Data listing
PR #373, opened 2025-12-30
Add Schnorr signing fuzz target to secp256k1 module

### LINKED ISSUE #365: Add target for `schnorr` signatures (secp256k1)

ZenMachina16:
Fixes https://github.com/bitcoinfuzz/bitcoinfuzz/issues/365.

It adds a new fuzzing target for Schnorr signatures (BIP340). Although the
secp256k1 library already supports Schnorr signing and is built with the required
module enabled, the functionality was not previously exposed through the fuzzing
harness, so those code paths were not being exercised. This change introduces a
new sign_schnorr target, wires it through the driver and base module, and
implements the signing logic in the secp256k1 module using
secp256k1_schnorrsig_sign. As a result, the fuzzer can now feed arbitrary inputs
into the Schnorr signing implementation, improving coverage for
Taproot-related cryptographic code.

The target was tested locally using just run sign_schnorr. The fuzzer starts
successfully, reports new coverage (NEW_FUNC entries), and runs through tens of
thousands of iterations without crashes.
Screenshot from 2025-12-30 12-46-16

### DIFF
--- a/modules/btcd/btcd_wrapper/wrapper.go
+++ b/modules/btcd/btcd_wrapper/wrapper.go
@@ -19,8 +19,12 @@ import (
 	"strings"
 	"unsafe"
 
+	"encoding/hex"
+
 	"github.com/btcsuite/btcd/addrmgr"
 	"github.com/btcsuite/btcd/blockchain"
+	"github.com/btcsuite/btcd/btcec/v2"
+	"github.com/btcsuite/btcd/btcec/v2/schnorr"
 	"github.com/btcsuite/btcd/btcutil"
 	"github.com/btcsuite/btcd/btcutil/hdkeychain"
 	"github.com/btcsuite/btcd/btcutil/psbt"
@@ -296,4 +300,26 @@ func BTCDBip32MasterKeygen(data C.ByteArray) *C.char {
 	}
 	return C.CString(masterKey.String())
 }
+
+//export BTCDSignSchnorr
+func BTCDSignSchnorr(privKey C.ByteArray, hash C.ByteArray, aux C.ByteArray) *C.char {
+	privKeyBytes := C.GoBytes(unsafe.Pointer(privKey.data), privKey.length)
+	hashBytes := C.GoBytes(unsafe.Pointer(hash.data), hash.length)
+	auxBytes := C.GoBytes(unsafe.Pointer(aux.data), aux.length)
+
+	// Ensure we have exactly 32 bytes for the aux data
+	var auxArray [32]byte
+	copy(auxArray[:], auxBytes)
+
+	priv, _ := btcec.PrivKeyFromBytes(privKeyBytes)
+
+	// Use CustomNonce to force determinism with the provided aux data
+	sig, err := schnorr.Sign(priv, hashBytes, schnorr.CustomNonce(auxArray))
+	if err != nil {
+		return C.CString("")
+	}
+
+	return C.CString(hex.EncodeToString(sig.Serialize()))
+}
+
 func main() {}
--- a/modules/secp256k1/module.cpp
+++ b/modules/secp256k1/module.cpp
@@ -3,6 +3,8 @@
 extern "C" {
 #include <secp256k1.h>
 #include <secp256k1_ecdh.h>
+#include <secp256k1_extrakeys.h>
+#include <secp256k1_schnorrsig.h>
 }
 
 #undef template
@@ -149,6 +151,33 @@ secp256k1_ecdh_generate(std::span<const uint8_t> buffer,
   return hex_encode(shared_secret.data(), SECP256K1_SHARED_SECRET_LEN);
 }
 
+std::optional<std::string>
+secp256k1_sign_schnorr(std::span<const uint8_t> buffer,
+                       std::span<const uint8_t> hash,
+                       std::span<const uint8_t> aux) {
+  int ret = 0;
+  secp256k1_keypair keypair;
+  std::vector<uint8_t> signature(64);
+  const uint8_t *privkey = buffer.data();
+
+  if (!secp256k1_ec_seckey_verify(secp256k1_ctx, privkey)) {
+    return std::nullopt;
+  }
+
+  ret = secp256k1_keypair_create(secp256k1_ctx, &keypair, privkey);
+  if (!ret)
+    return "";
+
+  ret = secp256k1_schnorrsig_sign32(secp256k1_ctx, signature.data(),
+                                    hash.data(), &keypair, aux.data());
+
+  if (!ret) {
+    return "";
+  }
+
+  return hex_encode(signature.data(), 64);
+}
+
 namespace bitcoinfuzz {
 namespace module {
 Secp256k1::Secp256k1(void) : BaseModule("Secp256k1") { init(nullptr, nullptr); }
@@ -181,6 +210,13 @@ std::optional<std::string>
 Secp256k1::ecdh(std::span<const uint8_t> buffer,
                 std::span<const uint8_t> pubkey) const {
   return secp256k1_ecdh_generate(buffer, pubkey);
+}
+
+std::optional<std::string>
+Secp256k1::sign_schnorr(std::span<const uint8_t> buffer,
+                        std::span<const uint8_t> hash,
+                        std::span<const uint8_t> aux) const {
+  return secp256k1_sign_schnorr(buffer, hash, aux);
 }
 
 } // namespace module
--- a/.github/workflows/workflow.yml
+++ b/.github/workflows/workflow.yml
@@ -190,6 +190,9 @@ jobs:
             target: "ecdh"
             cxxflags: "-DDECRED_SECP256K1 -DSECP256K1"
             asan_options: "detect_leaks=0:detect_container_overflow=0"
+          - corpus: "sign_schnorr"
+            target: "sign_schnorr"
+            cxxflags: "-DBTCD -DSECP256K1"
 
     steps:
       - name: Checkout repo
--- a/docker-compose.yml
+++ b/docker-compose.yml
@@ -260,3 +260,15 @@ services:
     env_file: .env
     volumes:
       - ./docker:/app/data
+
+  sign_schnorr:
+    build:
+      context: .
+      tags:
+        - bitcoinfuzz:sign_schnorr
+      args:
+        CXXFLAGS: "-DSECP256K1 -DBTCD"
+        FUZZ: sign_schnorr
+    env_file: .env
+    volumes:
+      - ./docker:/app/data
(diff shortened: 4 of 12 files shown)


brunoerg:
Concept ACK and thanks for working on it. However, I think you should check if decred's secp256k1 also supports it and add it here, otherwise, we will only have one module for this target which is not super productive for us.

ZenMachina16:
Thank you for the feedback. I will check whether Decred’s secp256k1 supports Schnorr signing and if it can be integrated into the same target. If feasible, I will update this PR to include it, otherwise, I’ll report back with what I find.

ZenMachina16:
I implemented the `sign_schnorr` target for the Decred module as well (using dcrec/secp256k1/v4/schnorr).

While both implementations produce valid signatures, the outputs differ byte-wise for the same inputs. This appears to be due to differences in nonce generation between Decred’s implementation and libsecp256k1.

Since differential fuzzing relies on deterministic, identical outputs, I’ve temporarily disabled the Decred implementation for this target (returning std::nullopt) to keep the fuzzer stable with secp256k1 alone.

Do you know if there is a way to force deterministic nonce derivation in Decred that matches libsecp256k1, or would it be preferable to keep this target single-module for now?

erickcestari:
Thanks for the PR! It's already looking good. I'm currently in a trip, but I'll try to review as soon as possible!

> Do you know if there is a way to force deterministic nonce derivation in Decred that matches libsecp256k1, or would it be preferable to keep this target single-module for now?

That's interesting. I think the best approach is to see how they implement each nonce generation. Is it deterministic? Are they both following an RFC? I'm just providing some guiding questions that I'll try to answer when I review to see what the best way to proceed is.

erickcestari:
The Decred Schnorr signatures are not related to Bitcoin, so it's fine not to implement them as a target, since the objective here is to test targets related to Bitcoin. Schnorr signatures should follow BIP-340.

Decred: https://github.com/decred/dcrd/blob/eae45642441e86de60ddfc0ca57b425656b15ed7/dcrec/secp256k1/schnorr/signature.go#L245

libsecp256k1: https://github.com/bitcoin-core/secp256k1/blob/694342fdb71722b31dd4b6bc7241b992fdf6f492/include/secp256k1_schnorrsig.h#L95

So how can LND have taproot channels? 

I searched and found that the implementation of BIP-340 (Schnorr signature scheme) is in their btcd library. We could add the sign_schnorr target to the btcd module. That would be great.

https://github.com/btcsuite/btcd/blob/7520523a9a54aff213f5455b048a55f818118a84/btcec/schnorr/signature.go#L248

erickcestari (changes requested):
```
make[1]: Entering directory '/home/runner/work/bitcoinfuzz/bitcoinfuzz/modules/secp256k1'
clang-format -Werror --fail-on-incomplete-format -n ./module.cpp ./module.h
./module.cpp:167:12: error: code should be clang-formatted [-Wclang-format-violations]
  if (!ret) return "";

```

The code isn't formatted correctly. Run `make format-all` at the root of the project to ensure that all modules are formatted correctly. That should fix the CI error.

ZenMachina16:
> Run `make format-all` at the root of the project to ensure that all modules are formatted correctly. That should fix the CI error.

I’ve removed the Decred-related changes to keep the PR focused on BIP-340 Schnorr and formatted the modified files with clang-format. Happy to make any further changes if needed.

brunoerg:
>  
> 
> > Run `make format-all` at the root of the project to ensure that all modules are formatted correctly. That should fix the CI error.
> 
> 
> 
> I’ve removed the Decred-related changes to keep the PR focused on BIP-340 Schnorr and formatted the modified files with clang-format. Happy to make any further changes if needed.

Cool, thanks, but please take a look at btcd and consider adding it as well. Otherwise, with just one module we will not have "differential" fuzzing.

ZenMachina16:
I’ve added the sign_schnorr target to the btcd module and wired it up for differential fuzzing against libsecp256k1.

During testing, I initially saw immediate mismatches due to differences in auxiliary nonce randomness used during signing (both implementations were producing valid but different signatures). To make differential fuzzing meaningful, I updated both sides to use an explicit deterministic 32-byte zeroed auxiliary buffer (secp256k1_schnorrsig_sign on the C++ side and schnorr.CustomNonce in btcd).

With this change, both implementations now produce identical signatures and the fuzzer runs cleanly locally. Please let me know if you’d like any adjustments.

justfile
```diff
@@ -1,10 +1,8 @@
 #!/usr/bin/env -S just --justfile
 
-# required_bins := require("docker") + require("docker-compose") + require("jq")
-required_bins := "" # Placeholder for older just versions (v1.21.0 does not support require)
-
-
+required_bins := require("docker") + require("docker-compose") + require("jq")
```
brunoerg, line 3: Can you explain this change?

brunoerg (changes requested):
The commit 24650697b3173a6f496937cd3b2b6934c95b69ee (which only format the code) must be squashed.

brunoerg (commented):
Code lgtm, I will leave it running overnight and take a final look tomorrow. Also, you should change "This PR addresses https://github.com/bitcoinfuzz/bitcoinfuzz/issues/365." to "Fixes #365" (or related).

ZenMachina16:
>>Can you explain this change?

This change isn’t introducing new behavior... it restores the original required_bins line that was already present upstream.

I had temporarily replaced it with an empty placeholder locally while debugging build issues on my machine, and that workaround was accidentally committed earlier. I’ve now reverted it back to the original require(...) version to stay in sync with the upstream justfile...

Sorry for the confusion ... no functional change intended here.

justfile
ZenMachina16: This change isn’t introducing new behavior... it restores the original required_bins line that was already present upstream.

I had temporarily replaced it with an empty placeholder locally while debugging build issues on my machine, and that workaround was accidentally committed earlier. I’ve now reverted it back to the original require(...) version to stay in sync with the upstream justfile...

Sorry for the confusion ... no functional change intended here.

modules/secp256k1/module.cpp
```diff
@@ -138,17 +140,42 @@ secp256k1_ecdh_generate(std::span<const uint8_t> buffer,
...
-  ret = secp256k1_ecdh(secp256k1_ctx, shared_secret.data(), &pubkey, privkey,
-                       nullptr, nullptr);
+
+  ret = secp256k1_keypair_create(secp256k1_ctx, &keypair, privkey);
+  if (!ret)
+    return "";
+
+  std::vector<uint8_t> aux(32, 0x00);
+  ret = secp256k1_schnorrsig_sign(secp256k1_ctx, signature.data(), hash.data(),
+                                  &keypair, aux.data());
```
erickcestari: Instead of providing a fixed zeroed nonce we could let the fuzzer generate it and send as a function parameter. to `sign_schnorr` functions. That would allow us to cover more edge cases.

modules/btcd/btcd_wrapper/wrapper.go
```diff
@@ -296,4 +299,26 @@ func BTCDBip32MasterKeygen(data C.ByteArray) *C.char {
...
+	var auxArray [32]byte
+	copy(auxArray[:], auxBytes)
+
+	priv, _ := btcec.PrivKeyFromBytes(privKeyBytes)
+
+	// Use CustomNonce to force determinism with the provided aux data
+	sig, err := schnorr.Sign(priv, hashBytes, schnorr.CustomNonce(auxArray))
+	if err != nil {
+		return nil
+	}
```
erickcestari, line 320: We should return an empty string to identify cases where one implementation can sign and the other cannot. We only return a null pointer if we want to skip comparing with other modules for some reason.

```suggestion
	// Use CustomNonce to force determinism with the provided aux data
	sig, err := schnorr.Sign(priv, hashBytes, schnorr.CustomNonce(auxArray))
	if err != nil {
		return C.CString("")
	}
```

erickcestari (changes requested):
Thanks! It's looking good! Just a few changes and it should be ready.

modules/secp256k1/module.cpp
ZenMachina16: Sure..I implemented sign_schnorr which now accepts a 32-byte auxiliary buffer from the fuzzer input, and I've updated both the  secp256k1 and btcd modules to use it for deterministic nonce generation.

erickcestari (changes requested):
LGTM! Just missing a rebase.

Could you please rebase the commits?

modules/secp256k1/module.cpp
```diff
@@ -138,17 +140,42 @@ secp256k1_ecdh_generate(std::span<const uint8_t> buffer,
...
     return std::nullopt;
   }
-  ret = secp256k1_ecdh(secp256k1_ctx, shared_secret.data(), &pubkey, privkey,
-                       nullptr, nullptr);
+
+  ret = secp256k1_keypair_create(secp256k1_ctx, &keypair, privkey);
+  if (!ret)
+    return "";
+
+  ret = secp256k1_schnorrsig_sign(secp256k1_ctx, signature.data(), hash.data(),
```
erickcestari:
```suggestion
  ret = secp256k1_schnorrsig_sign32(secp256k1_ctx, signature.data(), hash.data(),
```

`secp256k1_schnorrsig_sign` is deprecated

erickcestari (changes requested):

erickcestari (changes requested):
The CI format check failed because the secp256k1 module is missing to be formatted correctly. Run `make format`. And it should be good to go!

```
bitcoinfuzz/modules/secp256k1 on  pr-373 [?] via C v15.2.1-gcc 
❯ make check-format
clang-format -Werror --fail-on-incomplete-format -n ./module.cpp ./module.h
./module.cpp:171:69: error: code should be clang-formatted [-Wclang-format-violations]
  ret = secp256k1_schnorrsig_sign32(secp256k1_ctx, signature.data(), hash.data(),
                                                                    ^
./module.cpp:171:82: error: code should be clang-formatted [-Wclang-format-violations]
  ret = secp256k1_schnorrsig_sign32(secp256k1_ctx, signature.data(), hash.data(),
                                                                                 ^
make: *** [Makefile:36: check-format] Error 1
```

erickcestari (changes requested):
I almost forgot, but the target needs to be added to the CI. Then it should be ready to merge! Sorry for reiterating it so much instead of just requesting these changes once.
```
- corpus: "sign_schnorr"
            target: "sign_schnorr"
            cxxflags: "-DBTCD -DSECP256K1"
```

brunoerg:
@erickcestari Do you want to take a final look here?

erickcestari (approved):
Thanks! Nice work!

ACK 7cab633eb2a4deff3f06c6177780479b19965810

About this exercise
The lines above that hold the word "violations" are the ones to copy.

Result of the task
./module.cpp:167:12: error: code should be clang-formatted [-Wclang-format-violations]
./module.cpp:171:69: error: code should be clang-formatted [-Wclang-format-violations]
./module.cpp:171:82: error: code should be clang-formatted [-Wclang-format-violations]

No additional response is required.